Your First App

You're going to build a counter. The plain version takes about 5 minutes. The fully reactive multi-tab version takes another 5. By the end you'll have seen every layer of the LiveTemplate model.

Prerequisite: Go 1.22 or later, and you've already run go get github.com/livetemplate/livetemplate in some directory.

Step 1 — Set up the project

mkdir counter && cd counter
go mod init counter
go get github.com/livetemplate/livetemplate

You'll have a go.mod and an empty directory. We'll add two files: main.go and counter.tmpl.

Step 2 — Define a controller and state

Create main.go:

package main

import (
    "net/http"
    "github.com/livetemplate/livetemplate"
)

// State is pure data, cloned per session.
type CounterState struct {
    Counter int
}

// Controller holds shared dependencies (here, none) and the action methods.
type CounterController struct{}

func (c *CounterController) Increment(s CounterState, ctx *livetemplate.Context) (CounterState, error) {
    s.Counter++
    return s, nil
}

func (c *CounterController) Decrement(s CounterState, ctx *livetemplate.Context) (CounterState, error) {
    s.Counter--
    return s, nil
}

func main() {
    ctrl := &CounterController{}
    initial := &CounterState{Counter: 0}

    tmpl := livetemplate.Must(livetemplate.New("counter"))
    http.Handle("/", tmpl.Handle(ctrl, livetemplate.AsState(initial)))

    http.ListenAndServe(":8080", nil)
}

Two patterns to notice. First, state is a value type, not a pointer — controllers receive a copy and return a (possibly modified) copy. The framework manages the swap. Second, action methods are exported on the controller, and their names ARE the action names — Increment and Decrement are what the template will reference.

Step 3 — Write the template

Create counter.tmpl:

<!DOCTYPE html>
<html lang="en">
<head>
    <meta charset="UTF-8">
    <title>Counter</title>
    <link rel="stylesheet" href="https://cdn.jsdelivr.net/npm/@picocss/pico@2/css/pico.min.css">
</head>
<body>
    <main class="container">
        <h1>Counter: {{.Counter}}</h1>
        <form method="POST" style="display:inline">
            <button name="increment">+1</button>
            <button name="decrement" class="secondary">-1</button>
        </form>
    </main>
</body>
</html>

livetemplate.New("counter") auto-discovers counter.tmpl in the current directory. The <button name="..."> attribute is the routing trigger — clicking <button name="increment"> posts the form and the framework calls Increment().

Step 4 — Run it

go run main.go

Open http://localhost:8080 in your browser. Click +1. The page reloads (you'll see a brief flash) and the counter updates. Click -1, same flash. This works without any JavaScript. Forms POST. The framework re-renders. The browser navigates.

If your back button is enabled and you've never written a server-rendered app before, this might already feel surprising — there's no React, no client framework, no build step, and yet clicking buttons mutates server state and refreshes the view.
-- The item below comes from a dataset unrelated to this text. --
PR #72, opened 2021-07-27
[DM-31083] Use PUT instead of POST for creating flocks

rra:
The client uploads a complete configuration, not a partial one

Step 5 — Add the JS client (no more page reloads)

Add two lines inside <head> of counter.tmpl:

<link rel="stylesheet" href="https://cdn.jsdelivr.net/npm/@livetemplate/client@latest/livetemplate.css">
<script defer src="https://cdn.jsdelivr.net/npm/@livetemplate/client@latest/dist/livetemplate-client.browser.js"></script>

Reload the page in your browser. Click +1 again. No flash this time — the DOM is patched in place. The framework opens a WebSocket, your click sends a frame instead of a form POST, the server diffs the new template render against the previous, and only the changed text node (Counter: 1Counter: 2) is sent back as a patch.
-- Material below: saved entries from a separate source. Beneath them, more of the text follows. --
PR #73, opened 2021-07-27
Use JupyterLab sessions rather than kernels

athornton:
Also: make timing configurable, freshen deps, rename jupyterhub->jupyter (since it also does Lab functions)


src/mobu/business/notebookrunner.py
```diff
@@ -113,10 +113,11 @@ async def lab_business(self) -> None:
 
             for cell in cells:
                 self.running_code = "".join(cell["source"])
-                await self.execute_code(kernel, self.running_code)
+                await self.execute_code(session, self.running_code)
 
         self.running_code = None
-        await self.delete_kernel(kernel)
+        await self.idle()
```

Same Go code. Same template. Two lines of HTML promote the experience from server-rendered-with-reload to in-place reactive.

Step 6 — Multi-tab sync (broadcast)

Open the same page in TWO browser tabs side by side. Click +1 in the left tab. The right tab doesn't update — the broadcast hasn't been wired yet.

Add ONE line to your Increment and Decrement methods:

func (c *CounterController) Increment(s CounterState, ctx *livetemplate.Context) (CounterState, error) {
    s.Counter++
    ctx.BroadcastAction("Refresh", nil) // ← add this line
    return s, nil
}

func (c *CounterController) Decrement(s CounterState, ctx *livetemplate.Context) (CounterState, error) {
    s.Counter--
    ctx.BroadcastAction("Refresh", nil) // ← and this one
    return s, nil
}

Restart the server (Ctrl-C then go run main.go again), reload both tabs. Click in one tab. Watch the other one update in real time.

BroadcastAction("Refresh", nil) re-runs the page render in every other connected session. The framework's diff engine sends only the changed bytes — even at scale, this stays efficient.

What you just built

You wrote a counter that:

…in about 50 lines of Go and HTML, with no build step, no client-side framework, no custom template language.

What next?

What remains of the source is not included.